M Zanic, PO Widlund, AA Hyman and J Howard (2013) Synergy between XMAP215 and EB1 increases microtubule growth rates to physiological levels.
Nat Cell Biol  DOI: 10.1038/ncb2744
PMID: 23666085

This article provides clear insight into how microtubule polymerization rates are achieved in vivo. Rates from assays of in vitro microtubule polymerization are typically slow. Here, the authors achieve in vitro rates of up to 20 μm .min¯¹, which is around the highest that is seen in live cells. The key seems to be an allosteric interaction between the microtubule polymerase XMAP215 and the plus-end binding protein EB1. It is interesting to see that this interaction is not a conventional EB1-directed plus-end binding event but is, in fact, allosteric with the combination of EB1 and XMAP215 promoting polymerization. Using mathematical modelling, the authors also suggest that this synergistic step is in the final addition of the tubulin dimer to the existing lattice, an isomerization step where a loosely bound dimer becomes tightly bound. This work also contrasts with other work reconstituting the Drosophila microtubule polymerization machinery which implicated another protein, Sentin, in this process of rapid microtubule polymerization {1}. The data presented in this paper do not support a role for Sentin in the vertebrate system described here.
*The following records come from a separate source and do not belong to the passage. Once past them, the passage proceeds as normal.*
PR #3653, opened 2026-07-05
docs(multitable): W1-3 per-subject field-write gate — DESIGN-LOCK (PROPOSED)

zensgit:
**PROPOSED — awaiting your ratify OR close. Docs-only; no runtime ships here.**

Converts the W1-3 pre-draft into a reviewable design-lock — the concrete form of the opt-in decision I offered. **Ratify** = greenlight the runtime fix (a separate future PR); **close** = archive the finding. Zero-cost either way; nothing runtime changed by this doc.

## The gap (verified at line level, independently re-confirmed)
The write spines (`patchRecords` / `patchRecord`) are property-level only **by design**; each write ROUTE applies the layer-3 per-subject `field_permissions.read_only` gate itself. **Six** route sites do (grid /patch + restore-family + revert-execute). **Two paths skip it**:
1. **Yjs collaborative-edit bridge** (`index.ts` write-input builder → `yjs-record-bridge.ts:226`) — no fieldPermissions, no layer-3 gate.
2. **Single-record OAPI `PATCH /records/:recordId`** (`univer-meta.ts:13673`) — coarse `canEditRecord` then `recordService.patchRecord`, no layer-3 gate. (The #3649 build flagged this 'to be checked'; this lock confirmed it's a genuine 2nd uncovered path.)

So a field set read-only for a specific actor via `field_permissions` is blocked on the everyday grid PATCH but bypassable by that actor through the **collab channel** OR the **token write channel**. Structural read-only (formula/lookup/rollup/mirror) stays blocked (property-level); only the per-subject layer leaks.

## What it locks
Gate added to the two paths, **never the spine** (F1); predicate-only shared-helper extraction, not the route-shaped flow which differs deliberately to avoid existence oracles (F2); one indexed `field_permissions` read per debounced flush build, acceptable (F3); fail-closed + atomic — whole write rejected, zero side effects (F4); GW1–GW7 fail-first real-DB matrix incl. **GW7** a durable structural guard enumerating every write path against a frozen has-a-layer-3-gate allowlist (same discipline as the taint-chokepoint guard). **Fail-closed by construction**: can only ADD denials for the exact per-subject-restricted case the six routes already deny — cannot newly block a normal field.

## Non-goals
No `field_permissions` model change; no spine change (property-level posture is the intentional contract); no behavior change to the six working gates; not Yjs GA; not W1-1 recompute / W1-2 capability (siblings).

Sibling arc: W1-1 freshness (merged `26af7a560`) · W1-2 B1 capability (#3649).


zensgit:
Codex review verdict: REQUEST CHANGES.

Medium — the bridge denial outcome in F4 does not match the current Yjs bridge metrics contract. The lock says the bridge builder should log coarsely and return null, and that the deny is observable via log + bridge metric. But today `executePatch()` treats null input as `return false`; the caller increments `flushSuccessCount` only when `applied` is true and increments `flushFailureCount` only in `.catch(...)`. So a null-return deny would be neither success nor failure; no bridge metric records it. Please either (a) make the lock say the builder throws a coarse permission error for this deny path so `.catch` increments `flushFailureCount`, or (b) explicitly drop the metric claim and make the golden assert no success/no mutation rather than a failure count. My preference is (a), because permission-denied flushes should be visible as failed flushes, while null should stay reserved for unavailable/deleted context.

Low precision fix to fold in at the same time: `PATCH /records/:recordId` is not OAPI-only; `apiTokenAuth` is token-specific, but the route is also the session single-record PATCH path when no `mst_` token is present. Please call it `single-record PATCH route (including OAPI token and session callers)` rather than `single-record OAPI PATCH`, and keep the runtime fix at the handler so both callers are covered.

zensgit:
**Both fixes pushed** (`1464c5d60`) — both verified at line level first:
- **F4 metric contradiction**: confirmed `executePatch` maps a null input → `false` into the `.then(applied=>…)` branch (`yjs-record-bridge.ts:211-218`), which touches NEITHER counter, so a null-return deny is metric-invisible. Fixed to your preferred direction: a per-subject deny **throws a coarse permission error** → routes to `.catch` → `flushFailureCount++` + coarse log. F1-bridge and F4-bridge both updated with the why-throw-not-null rationale.
- **single-record PATCH not OAPI-only**: confirmed `apiTokenAuth` only intercepts `mst_` tokens and `next()`s everything else (`api-token-auth.ts:47-56`), so `PATCH /records/:recordId` serves both token AND session/JWT callers. Retitled 'single-record OAPI PATCH' → 'single-record PATCH route'; §1.2 now states the leak is reachable by any caller (token or session); GW4 asserts BOTH an `mst_` and a session caller.

Awaiting re-ratify.

zensgit:
Codex re-review verdict: PASS / RATIFY on content.

Both requested fixes are resolved on head 1464c5d60: F4 now throws a coarse permission error for bridge per-subject denial so the existing `.catch` path increments `flushFailureCount` instead of silently returning null, and the single-record route is correctly described as `PATCH /records/:recordId` for both `mst_` token and session/JWT callers. GW4 also now asserts both caller shapes. The design-lock is coherent and ready to ratify.

Low tidy before merge: §6 still says `W1-2 B1 side-door capability goldens — PR #3649 (open)`. #3649 has since merged, so update that ledger row to merged/on-main with the squash SHA. Optional same sweep: refresh the stale single-record line anchor in F1 if you want the line-level provenance to stay crisp. No content blocker.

The definition of the minimal components needed for rapid microtubule growth now provides the opportunity to integrate other components of the regulatory network controlling microtubule dynamics to provide a complete picture of the control of this process.

References:
{1} Reconstitution of dynamic microtubules with Drosophila XMAP215, EB1, and Sentin.
Li W, Moriwaki T, Tani T, Watanabe T, Kaibuchi K, Goshima G.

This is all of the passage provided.